Collected data entries
PR #1503, opened 2021-07-08
update holding_library.rb- remove old recap locations

### LINKED ISSUE #1498: Cleanup the recap$ locations and set the Alma recap_edd flag  correctly
The recap_edd flag is always set to false.  It should be set to true in many recap locations.  

Here are the old location where recap_edd is set to true: etasrcp, rcpgp, rcpjq, rcppa, rcppb, rcppj, rcppk, rcppn, rcppq, rcppt, rcppw, rcpxw, scsbcul, scsbnypl

**Update**
The new locations are something like mendel$pk NOT recap$pk as is set up in bibdata.  The recap$ locations exist AND the mendel$ locations exists.  The flags are set correctly on the recap$ locations, but not on the mendel$ ect locations.  The recap$ locations should be purged and the new locations should have the correct flags set.

### LINKED ISSUE #1500: Update existing voyager-alma mapping file with the 'EDD allowed' column
see https://github.com/pulibrary/bibdata/issues/1498#issuecomment-876557821 for details

### LINKED ISSUE #1501: Update holding_library file with ReCAP value and keys based on the new recap locations
Following the changes in the tickets https://github.com/pulibrary/bibdata/issues/1500 and https://github.com/pulibrary/bibdata/issues/1498 we would need to update the holding_library.rb file so that the new recap locations are grouped under ReCAP in the advanced search.

christinach:
closes #1500,
closes #1501,
closes #1498
updates templates


christinach (commented):
Reviewed in my local environment with @kevinreiss the locations. We had to https://github.com/pulibrary/bibdata/issues/1510 update in bibdata production. I will have to regenerate again the files so that they will pick the new change in production bibdata and push up the changes.

christinach:
I pushed the new changes after regenerating the file because of https://github.com/pulibrary/bibdata/issues/1510

spec/services/location_data_service_spec.rb
```diff
@@ -185,6 +245,45 @@
       new_location = FactoryBot.create(:delivery_location)
       expect(new_location.id).to eq 41
     end
+
+    describe "new recap locations" do
+      before do
+        LocationDataService.delete_existing_and_repopulate
+        @location_engineer_pt = Locations::HoldingLocation.find_by(code: 'engineer$pt')
```
hackartisan, line 252: rubocop doesn't like these; you could just define them directly in the `it` block.

christinach: there are 2 it blocks that uses them

hackartisan: doesn't the 2nd one just use the one variable? I think it's fine to define it again. Or you can do `let`s like rubocop says. whichever you prefer!

christinach: yeah it's only the one in the second it.

hackartisan (approved):

PR #1512, opened 2021-07-12
Update file names - locations fixtures

### LINKED ISSUE #1511: Rename the locations<number>.json files using the location name
We start to have many fixtures locations1,2,3,4 files and it will be easier to know the content of each file (which library locations each one includes) if we rename them as `locations_<location_name>.json` etc. for example `locations_firestone.json`

christinach:
closes #1511


spec/services/location_data_service_spec.rb
```diff
@@ -194,7 +194,7 @@
       location_record10 = Locations::HoldingLocation.find_by(code: 'eastasian$hy')
 
       expect(Locations::Library.count).to eq 11
-      expect(Locations::HoldingLocation.count).to eq 113
+      expect(Locations::HoldingLocation.count).to eq 102
```
hackartisan, line 197: why did the count go down? It seems like the contents of the files hasn't really changed.

christinach: I was looking the same thing before I opened the pr. I I will have an answer soon.

christinach: The previous code included **firestone$pb** in the locations1.json. This file had 11 locations. 10 belonged to arch and 1 to firestone. The same file `locations1.json` was used twice to stub the request for **firestone locations** and for **arch locations**. As a result we were creating 10 firestone locations that do not really exist and 1 arch location that does not really exist. I separated them and moved the firestone location in its own file and used it to stub the firestone request location.

christinach: 113 - arch$pb (one not real arch location) - (ten not real firestone locations) = 102

hackartisan: 👍🏻 thanks for hunting it down.

hackartisan (approved):

PR #1527, opened 2021-07-14
Index incrementals in a Batch

tpendragon:


christinach (dismissed):

christinach (commented):
What happens when there is an error?

tpendragon:
> What happens when there is an error?

The job fails and it restarts the job.

hackartisan (approved):

PR #1539, opened 2021-07-16
Combine locations gem into bibdata

### LINKED ISSUE #1193: Remove locations forms from the bibdata UI
Remove the New, Create, Edit, Destroy, Update actions from:
Libraries
Holding Locations
Delivery Locations

We don't want to do any updates on the data through the UI but only through the files that will be created in https://github.com/pulibrary/bibdata/issues/1103

Discussed with @kevinreiss

eliotjordan:
- Ports logic, views, and specs from locations gem
- Removes Create, Update, Delete functionality

Closes #1193


hackartisan (changes requested):
It seems like we'll have to deploy this with some downtime for the locations tables and I'm not entirely sure about the implications for that.

I think there is a way to add a table prefix in model code. Maybe it would make sense to keep the migrations we have and use a prefix? I think that would mean we could refer to them by their shorter  names in code, but they would still have the prefix in the db.

eliotjordan:
@hackartisan Removed the migration changes so we can migrate to un-prefixed tables in future PRs.

Issue #1531, opened 2021-07-15
SCSB partner full record download / processing does not complete due to `ActiveRecord::StatementInvalid: PG::UnableToSend: no connection to the server`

_Try it_:
In this exercise, give every record above again exactly.

_Answer space_:
PR #1503, opened 2021-07-08
update holding_library.rb- remove old recap locations

### LINKED ISSUE #1498: Cleanup the recap$ locations and set the Alma recap_edd flag  correctly
The recap_edd flag is always set to false.  It should be set to true in many recap locations.  

Here are the old location where recap_edd is set to true: etasrcp, rcpgp, rcpjq, rcppa, rcppb, rcppj, rcppk, rcppn, rcppq, rcppt, rcppw, rcpxw, scsbcul, scsbnypl

**Update**
The new locations are something like mendel$pk NOT recap$pk as is set up in bibdata.  The recap$ locations exist AND the mendel$ locations exists.  The flags are set correctly on the recap$ locations, but not on the mendel$ ect locations.  The recap$ locations should be purged and the new locations should have the correct flags set.

### LINKED ISSUE #1500: Update existing voyager-alma mapping file with the 'EDD allowed' column
see https://github.com/pulibrary/bibdata/issues/1498#issuecomment-876557821 for details

### LINKED ISSUE #1501: Update holding_library file with ReCAP value and keys based on the new recap locations
Following the changes in the tickets https://github.com/pulibrary/bibdata/issues/1500 and https://github.com/pulibrary/bibdata/issues/1498 we would need to update the holding_library.rb file so that the new recap locations are grouped under ReCAP in the advanced search.

christinach:
closes #1500,
closes #1501,
closes #1498
updates templates


christinach (commented):
Reviewed in my local environment with @kevinreiss the locations. We had to https://github.com/pulibrary/bibdata/issues/1510 update in bibdata production. I will have to regenerate again the files so that they will pick the new change in production bibdata and push up the changes.

christinach:
I pushed the new changes after regenerating the file because of https://github.com/pulibrary/bibdata/issues/1510

spec/services/location_data_service_spec.rb
```diff
@@ -185,6 +245,45 @@
       new_location = FactoryBot.create(:delivery_location)
       expect(new_location.id).to eq 41
     end
+
+    describe "new recap locations" do
+      before do
+        LocationDataService.delete_existing_and_repopulate
+        @location_engineer_pt = Locations::HoldingLocation.find_by(code: 'engineer$pt')
```
hackartisan, line 252: rubocop doesn't like these; you could just define them directly in the `it` block.

christinach: there are 2 it blocks that uses them

hackartisan: doesn't the 2nd one just use the one variable? I think it's fine to define it again. Or you can do `let`s like rubocop says. whichever you prefer!

christinach: yeah it's only the one in the second it.

hackartisan (approved):

PR #1512, opened 2021-07-12
Update file names - locations fixtures

### LINKED ISSUE #1511: Rename the locations<number>.json files using the location name
We start to have many fixtures locations1,2,3,4 files and it will be easier to know the content of each file (which library locations each one includes) if we rename them as `locations_<location_name>.json` etc. for example `locations_firestone.json`

christinach:
closes #1511


spec/services/location_data_service_spec.rb
```diff
@@ -194,7 +194,7 @@
       location_record10 = Locations::HoldingLocation.find_by(code: 'eastasian$hy')
 
       expect(Locations::Library.count).to eq 11
-      expect(Locations::HoldingLocation.count).to eq 113
+      expect(Locations::HoldingLocation.count).to eq 102
```
hackartisan, line 197: why did the count go down? It seems like the contents of the files hasn't really changed.

christinach: I was looking the same thing before I opened the pr. I I will have an answer soon.

christinach: The previous code included **firestone$pb** in the locations1.json. This file had 11 locations. 10 belonged to arch and 1 to firestone. The same file `locations1.json` was used twice to stub the request for **firestone locations** and for **arch locations**. As a result we were creating 10 firestone locations that do not really exist and 1 arch location that does not really exist. I separated them and moved the firestone location in its own file and used it to stub the firestone request location.

christinach: 113 - arch$pb (one not real arch location) - (ten not real firestone locations) = 102

hackartisan: 👍🏻 thanks for hunting it down.

hackartisan (approved):

PR #1527, opened 2021-07-14
Index incrementals in a Batch

tpendragon:


christinach (dismissed):

christinach (commented):
What happens when there is an error?

tpendragon:
> What happens when there is an error?

The job fails and it restarts the job.

hackartisan (approved):

PR #1539, opened 2021-07-16
Combine locations gem into bibdata

### LINKED ISSUE #1193: Remove locations forms from the bibdata UI
Remove the New, Create, Edit, Destroy, Update actions from:
Libraries
Holding Locations
Delivery Locations

We don't want to do any updates on the data through the UI but only through the files that will be created in https://github.com/pulibrary/bibdata/issues/1103

Discussed with @kevinreiss

eliotjordan:
- Ports logic, views, and specs from locations gem
- Removes Create, Update, Delete functionality

Closes #1193


hackartisan (changes requested):
It seems like we'll have to deploy this with some downtime for the locations tables and I'm not entirely sure about the implications for that.

I think there is a way to add a table prefix in model code. Maybe it would make sense to keep the migrations we have and use a prefix? I think that would mean we could refer to them by their shorter  names in code, but they would still have the prefix in the db.

eliotjordan:
@hackartisan Removed the migration changes so we can migrate to un-prefixed tables in future PRs.

Issue #1531, opened 2021-07-15
SCSB partner full record download / processing does not complete due to `ActiveRecord::StatementInvalid: PG::UnableToSend: no connection to the server`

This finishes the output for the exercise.